La prima cosa da ricordare è che sei in prigione, non un monastero, non una terra pura, nemmeno un bel campo estivo. Sei in prigione. Detto questo, se non difendi te stesso, ti calpesteranno, quindi fai quello che devi per creare un luogo, per quanto piccolo, che ti permetta di coltivare la tua pratica. Dentro quel piccolo posto per cui hai lottato per stabilire, fai del tuo meglio il più a lungo possibile e ricorda dove sei. Sei in uno degli ambienti più ostili conosciuti dall'uomo. Questo non è un ambiente progettato per essere amico del buddismo, ma ciò non significa che non possiamo sforzarci di renderlo tale. Cogli ogni opportunità per migliorare le cose intorno a te, come se fossi l'unico a poterlo fare, ma spera che non sarai l'unico a farlo.

So che non è la cosa più compassionevole e non violenta da dire, ma è quello che faccio (anche se a volte dimentico di sperare) e sta davvero iniziando a dare i suoi frutti. È un atteggiamento che mi permette di affrontare tutto ciò che mi capita. Un ragazzo cattolico una volta mi ha detto di lavorare come se tutto dipendesse da te e di pregare come se tutto dipendesse da Dio.

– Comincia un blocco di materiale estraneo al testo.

PR #6882, opened 2022-08-02
Add accessor for type of xrt::xclbin::ip

stsoe:
Add accessor for type of xrt::xclbin::ip

Per need.  

Define only types that make sense for compute units.  All
types (even undefined in class enum) are comparable with static_cast
to int and correspond to IP_TYPE from xclbin.h

None, new API.

Low level test part of this pull request

### DIFF
--- a/src/runtime_src/core/common/api/xrt_xclbin.cpp
+++ b/src/runtime_src/core/common/api/xrt_xclbin.cpp
@@ -263,6 +263,12 @@ public:
     return m_args[argidx];
   }
 
+  xrt::xclbin::ip::ip_type
+  get_type() const
+  {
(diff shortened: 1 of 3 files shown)


vboggara-xilinx (approved):

uday610 (commented):
@stsoe , in which use-case xrt::ip will represent a ps-kernel? Are we envisioning a user-managed ps-kernel? It is for built-in ps-kernel that would be handled by XDP?

stsoe:
> @stsoe , in which use-case xrt::ip will represent a ps-kernel? Are we envisioning a user-managed ps-kernel? It is for built-in ps-kernel that would be handled by XDP?

It is not the xrt::ip object it is the xrt::xclbin::ip object that represents an IP in the xclbin, so this is meta data access to determine the type of compute unit.

PR #6889, opened 2022-08-03
CR-1094631 --batch option does not remove all escape characters

dbenusov-xilinx:
https://jira.xilinx.com/browse/CR-1094631

The xbmgmt2 validate --batch option does not remove all escape characters

The log below shows the following are still present:-

ESC[38;5;2m
ESC[39m
ESC[F
ESC[2K

The progress bar that was previously used introduced escape characters.

A busy bar replaced the progress bar. The new bar has a clear separation of logic and does not introduce escape characters.

Things look slightly different. PRT may need to review these updates. This is an example of the new output for all tests that require a loading bar @uday610 

CR-1094631

Manual testing with u50 and vck5000 validation tests.

None


rozumx (approved):

For future submissions, please separate format and functionality changes into two separate pull requests.  It helps in understanding what really was changed.

chvamshi-xilinx (approved):

PR #6413, opened 2022-03-14
ESE-52 XRT failed to find drm device in edge platforms

rbramand-xilinx:
#### Problem solved by the commit

> DRM device file path is hardcoded as "/dev/dri/renderD128" in edge platforms
> There are other drivers(eg: display) which also use DRM framework and create drm userspace device, so we cannot guarantee zocl drm device is 'renderD128' everytime

#### Documentation impact (if any)
None

PR #6890, opened 2022-08-04
Fix exception thrown when '/dev/dri/by-path' doesnot exist on edge platforms

rbramand-xilinx:
On Edge platforms when /dev/dri/by-path does not exist exception is thrown, fixed that issue.

PR - https://github.com/Xilinx/XRT/pull/6413 introduced this bug

Fixed it by catching exception and adding default path renderD128 when exception is thrown

none

tested on versal device.

NA


chvamshi-xilinx:
retest this please

PR #6895, opened 2022-08-05
Fixed CR-1136864 issue for vck5000 device

saifuddin-xilinx:
vck5000 validation test is failing for new kds cu context changes. 
Root cause:
Some issue with ZOCL apth for vck5000 devices. 

Working fine now with validation test.

### DIFF
--- a/src/runtime_src/core/edge/drm/zocl/zocl_kds.c
+++ b/src/runtime_src/core/edge/drm/zocl/zocl_kds.c
@@ -313,18 +313,22 @@ int zocl_add_context_kernel(struct drm_zocl_dev *zdev, void *client_hdl, u32 cu_
 	}
 	uuid_copy(cctx->xclbin_id, &uuid_null);
 
+	/* Multiple CU context can be active. Initializing CU context list */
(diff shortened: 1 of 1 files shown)


chvamshi-xilinx (approved):

mamin506 (approved):

src/runtime_src/core/edge/drm/zocl/zocl_kds.c
```diff
@@ -341,23 +345,31 @@ int zocl_del_context_kernel(struct drm_zocl_dev *zdev, void *client_hdl, u32 cu_
 
 	mutex_lock(&client->lock);
 	cctx = zocl_check_exists_context(client, &uuid_null);
-	if (cctx == NULL)
+	if (cctx == NULL) {
+		mutex_unlock(&client->lock);
 		return -EINVAL;
+	}
```
xdavidz, line 352: I have a question about this code. It seems that the cctx is allocated from the zocl_check_exists_context and should be freed before returning this call. But there arem many places that we don't free the cctx. Is that expected behavior?

PR #6896, opened 2022-08-05
CR-1136383: Incorrect error message when enabling device level profiling

jvillarre:
In order for the profiling library to communicate correctly with the profiling IP in the PL, the profiling library must verify that the xclbin was built with a recent tool version.  When device level profiling is turned on, some xclbins built with recent tools were incorrectly reporting that they needed to be rebuilt in order to enable device level profiling.

The bug was discovered by running applications that loaded xclbins that did not have the optional BUILD_METADATA section with the xrt.ini switch "device_trace=fine" set.  Even though the xclbin did not contain any profiling IP and was built with the most recent version of the tools, the error message was being output because the BUILD_METADATA section was missing.

The function that checks if an xclbin is valid for device level profiling has changed its implementation to use the major and minor number in the header of the axlf instead of looking into the BUILD_METADATA section.

Tested on a recent xclbin and an xclbin built using 2019.1 tools.

No documentation impact.

### DIFF
--- a/src/runtime_src/xdp/profile/database/static_info_database.cpp
+++ b/src/runtime_src/xdp/profile/database/static_info_database.cpp
@@ -1222,8 +1222,6 @@ namespace xdp {
   }
 
   // ************************************************************************
-  // ***** Functions for  *****
-
 
   bool VPStaticDatabase::validXclbin(void* devHandle)
   {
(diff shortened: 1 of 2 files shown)


rozumx (approved):

IshitaGhosh (approved):
Changes look good.

PR #6901, opened 2022-08-08
CR-1135432 fix decimal positions for electrical report

rajkumar-xilinx:

Using static_cast<double> shows the value in decimal points, but it is not 3 digit precision by default. So, fixed decimal point issue using std::setprecision() in sensor code for electrical report.
CR-1135432
Added changes in common sensor code to fix this issue.
NA
examine's electrical report
NA


rajkumar-xilinx:
**Without this PR**
before

**With this PR**
image

src/runtime_src/core/common/sensor.cpp
```diff
@@ -167,9 +168,12 @@ read_data_driven_electrical(const std::vector<xq::sdm_sensor_info::data_type>& c
      * So, actual sensor value => 12000 * 10 ^ (-3) = 12 Volts.
      */
     auto unitm = pow(10, tmp.unitm);
-    pt.put("voltage.volts", static_cast<double>(tmp.input) * unitm);
-    pt.put("voltage.max", static_cast<double>(tmp.max) * unitm);
-    pt.put("voltage.average", static_cast<double>(tmp.average) * unitm);
+    stream << std::fixed << std::setprecision(3) << static_cast<double>(tmp.input) * unitm;
+    pt.put("voltage.volts", stream.str());
+    stream << std::fixed << std::setprecision(3) << static_cast<double>(tmp.max) * unitm;
```
chvamshi-xilinx, line 173: Don't you need to reset the stream? It gets concatenated to existing stream object.

rajkumar-xilinx: taken care of this. Thank you

chvamshi-xilinx: Better to write simple function to get the value. I see the same line in 6 different places.

dayeh-xilinx:
retest this please.

src/runtime_src/core/common/sensor.cpp
rajkumar-xilinx: In format_base10_shiftdown3() API, decimal_shift value is 1000 and it is constant. In our case, this value may not be 1000 and this value is derived from unitm for us.
So, I can't directly use this function here.

chvamshi-xilinx (approved):

rajkumar-xilinx:
retest this please

src/runtime_src/core/common/sensor.cpp
chvamshi-xilinx: As discussed, i was asking you to create one more generic function. Latest changes looks good

src/runtime_src/core/common/utils.cpp
```diff
@@ -21,6 +21,7 @@
 #include "utils.h"
 #include <atomic>
 #include <cstdint>
+#include <cmath>
```
keryell, line 24: Sort.

rozumx (approved):
Glad to see that the data is correctly be fixed in the underlying property tree.

While this isn't an issue, in the future the reports might be needing a different precision value.  If this should occur, please update the report's format routines and NOT how the values are added to property tree.

src/runtime_src/core/common/utils.cpp
rajkumar-xilinx: Done

dayeh-xilinx:
retest this please.

PR #6904, opened 2022-08-10
PRE/POST kernel support

chienwei-lan:
To support the pre/post kernel and parse the information from aie partition json file, we have to add two more types: CT_PRE and CT_POST


dayeh-xilinx:
retest this please. Failed for a known issue - singletask.lock file not found. [CR-1113069]

chienwei-lan:
The format of cdo type hasn't been finalized yet, close this PR.

PR #6905, opened 2022-08-10
set cu read only range on edge

mamin506:
Add xclIPSetReadRange() for the edge platforms.

Low

zcu104

No.


stsoe (approved):
We need to wire this in to device_linux.{h,cpp} as was done for pcie/linux/shim.

mamin506:
> We need to wire this in to device_linux.{h,cpp} as was done for pcie/linux/shim.

I tried it. But the edge device_linux.{h,cpp} doesn't support subdev. So, it is not able to get sysfs node from a CU subdev. I need help for supporting subdev in device_linux.

On edge platform, it is allow user to access CU register via xclRegRead/xclRegWrite when context is shared. This change is still needed, since this API let DPU team be able to compile their code on edge platform.

stsoe:
> I tried it. But the edge device_linux.{h,cpp} doesn't support subdev. So, it is not able to get sysfs node from a CU subdev. I need help for supporting subdev in device_linux.
> 
> On edge platform, it is allow user to access CU register via xclRegRead/xclRegWrite when context is shared. This change is still needed, since this API let DPU team be able to compile their code on edge platform.

What does subdev have to do with this.  device_linux simply needs to call the shim API you are adding so that XRT coreutil can use the function without linking with libxrt_core.  DPU team should be be using shim directly.

chvamshi-xilinx:
> > I tried it. But the edge device_linux.{h,cpp} doesn't support subdev. So, it is not able to get sysfs node from a CU subdev. I need help for supporting subdev in device_linux.
> > On edge platform, it is allow user to access CU register via xclRegRead/xclRegWrite when context is shared. This change is still needed, since this API let DPU team be able to compile their code on edge platform.
> 
> What does subdev have to do with this. device_linux simply needs to call the shim API you are adding so that XRT coreutil can use the function without linking with libxrt_core. DPU team should be be using shim directly.

@mamin506 , 
There are two things
1) wiring this new api in device_linux.h /.cpp . This is required to compile code successfully when app is using xrt native api.
2) Using this range value in xclRegRead/xclRegWrite.

1st one should be straight forward and you can add it easily,
2nd one is tricky as you don't have cu subdevice, I would suggest you to create one sysfs node which contains name, index, range etc instead of differrent sysfs nodes sothat you can tokenize and use it in xclRegWrite/xclRegRead call
.

mamin506:
> What does subdev have to do with this? device_linux simply needs to call the shim API you are adding so that XRT coreutil can use the function without linking with libxrt_core. DPU team should be be using shim directly.

You are right. Wired this API to ishim in device_linux.

chvamshi-xilinx (approved):
As discussed offline, please file a CR to use this information in xclRegRead/xclRegWrite

PR #6912, opened 2022-08-12
Add experimental support for QoS specification in hwctx

stsoe:
Allow applications to create a hwctx specifying the necessary QoS.
This is *very* preliminary experimental support subject to change w/o
warning.

QoS for a hwctx is supposed to guide the resource solver to find
available HW resources sufficient to statisfy the specified QoS or
fail if no resources are available.  For platforms that support
multiple programmable regions (slots), the QoS can be used to
determine if an existing slot can be shared with another context or if
a new region (slot) needs to be programmed.

QoS is a set of metrics defined as a key-value pair represented as
std::map.  The accepted keys are communicated internally in this
version and their value type (represented as uint32_t) is also
internally documented.

The QoS is bound to evolve as more platform drivers support our
concept of xclbin sharing per QoS specifications, so view this PR as
work-in-progress trial feature until we determine exactly what metrics
are needed can be supported.

This PR changes the type of the QoS parameter and adds a second
parameter for legacy support of CU shared/exclusive access mode.  The
vast number of files changed is due to the extra access mode parameter
and the type changes of the QoS paramter. The QoS type is aliased in
one place so that future change to some more intelligent
representation should trigger ripple effects.

The changes has been tested with standard hw regression tests that
exercise legacy OpenCL test cases.

QoS is internal for now

### DIFF
--- a/src/runtime_src/core/common/api/xrt_hw_context.cpp
+++ b/src/runtime_src/core/common/api/xrt_hw_context.cpp
@@ -23,7 +23,8 @@ namespace xrt {
 //
 class hw_context_impl
 {
-  using qos_type = xrt::hw_context::qos;
+  using qos_type = xrt::hw_context::qos_type;
+  using access_mode = xrt::hw_context::access_mode;
 
   // Managed context handle with exceptional handling for flows
   // or applications that use load_xclbin (legacy Alveo)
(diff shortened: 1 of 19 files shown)


dayeh-xilinx:
retest this please.

PR #6916, opened 2022-08-12
Created a Daemon to modprobe/rmmod vdu drivers based on request.

chvamshi-xilinx:
in new platform, vdu drivers would be in blacklist at boot time. These modules should be loaded once dynamic region is loaded. As there is no easy way, we have to create a daemon which is going to do this job
This is not a clean solution, but there is no other option to support this usecase.

NA

Created a daemon which waits for the requests from user to modprobe vdu modules. this request can come by user via PS Kernel.

not a scalable solution.

vdk5000 qdma to verify the flows.

NA


stsoe (approved):

rozumx (approved):

chvamshi-xilinx:
retest this  please

PR #6918, opened 2022-08-14
Fix CU context manager to be hwctx aware

stsoe:
For platforms that support multi-xclbin and/or multi hardware contexts
for same or different xclbin, each unique hardware context must open
its corresponding compute unit contexts.

The reason for the changes is xocl adding support for creating
multiple hardware contexts for same xclbin.  This exposed a bug in
the compute unit context handing where the context manager did not
differentiate between different context.  This lead to compute units
contexts being closed prematurely during destruction of first hardware
context.

The changes in this PR manages compute unit context per hwctx and
calls open_cu_context for each used compute unit within a hardware
context regardless of the hardware contexts referring to same physical
hardware slot (something user space XRT doesn't know or care about).

Testing was done with standard opencl hw regression tests.

No end-user changes.

### DIFF
--- a/src/runtime_src/core/common/api/context_mgr.cpp
+++ b/src/runtime_src/core/common/api/context_mgr.cpp
@@ -4,28 +4,18 @@
 #define XRT_CORE_COMMON_SOURCE // in same dll as coreutil
 #define XRT_API_SOURCE         // in smae dll as coreutil
 #include "context_mgr.h"
+#include "hw_context_int.h"
 #include "core/common/cuidx_type.h"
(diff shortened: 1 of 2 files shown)


stsoe:
retest this please - petalinux vitis error

saifuddin-xilinx (approved):

chvamshi-xilinx:
retest this please

stsoe:
retest this please

stsoe:
retest this please - emulation timeout not present yesterday

PR #7215, opened 2022-12-08
PS Kernel Cleanup

jeffli-xilinx:
Moved pscontext out of sk_types.h and into include/experimental
Switched to virtual destructor for pscontext class
Cleaned up PS kernel destructor sequence

VCK5000 and V70


stsoe (changes requested):
This does not look right in regards to pstcontext.h being exported. 
Is it used in end-user applications? 
The header itself is not in shape for export.

PR #7221, opened 2022-12-13
CR-1145195 Fixes related to default clock scaling override values

rajkumar-xilinx:

By default, power & temp scaling override feature disabled, and hence the override values should also be set to 0 initially. But, XRT reports these values as max values (threshold values), which is not correct.
Also, CMC report in "xbmgmt examine" not display the clock scaling feature enable message which causing a little confusion for the user. So, fix this message.
CR-1145195
For scaling override values, keep a copy of local override data and report the same to user whenever requested.
NA

xbmgmt examine's cmc report.
NA

### DIFF
--- a/src/runtime_src/core/pcie/driver/linux/xocl/subdev/xgq_vmr.c
+++ b/src/runtime_src/core/pcie/driver/linux/xocl/subdev/xgq_vmr.c
@@ -174,6 +174,10 @@ struct xocl_xgq_vmr {
 	size_t			xgq_vmr_plm_log_size;
 	u16			pwr_scaling_threshold_limit;
 	u8			temp_scaling_threshold_limit;
+	u16			pwr_scaling_limit;
+	u8			temp_scaling_limit;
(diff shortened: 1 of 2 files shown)


rajkumar-xilinx:
Default readings, highlighted is the new message seen when clock scaling is enabled.
$xbmgmt examine -r cmc -d
---------------------------------------------------
[0000:d8:00.0] : xilinx_vck5000_gen4x8_qdma_base_2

Ovviamente questo non è del tutto applicabile a noi, ma penso che lo spirito del detto sia vero.

Se dovessi riassumere la mia pratica in una parola, direi “Consapevolezza”. Questa è una bella parola, perché senza di essa non ci potrebbero essere cambiamenti, apprezzamenti e speranze. La consapevolezza è ciò che ci riscalda, ci ricorda e ci aiuta lungo il cammino. A volte la consapevolezza sembra una maledizione, ma è solo quando scegliamo il pignolo. Invece, la consapevolezza è nostra amica; è la nostra guida naturalistica che ci mostra la bellezza della fauna, le meraviglie della flora, ma ci avverte delle scogliere e delle bacche velenose. Ma anche allora, la consapevolezza ci mostra la maestosità della catena montuosa e i colori lussureggianti delle bacche. Tuttavia, la consapevolezza non è al di fuori di noi stessi. Fa parte di noi e attraverso di essa impariamo tutte le parti di noi stessi: il glorioso e il profano.

Persone incarcerate

Molte persone incarcerate provenienti da tutti gli Stati Uniti corrispondono al Venerabile Thubten Chodron e ai monaci dell'Abbazia di Sravasti. Offrono grandi intuizioni su come applicano il Dharma e si sforzano di essere di beneficio a se stessi e agli altri anche nelle situazioni più difficili.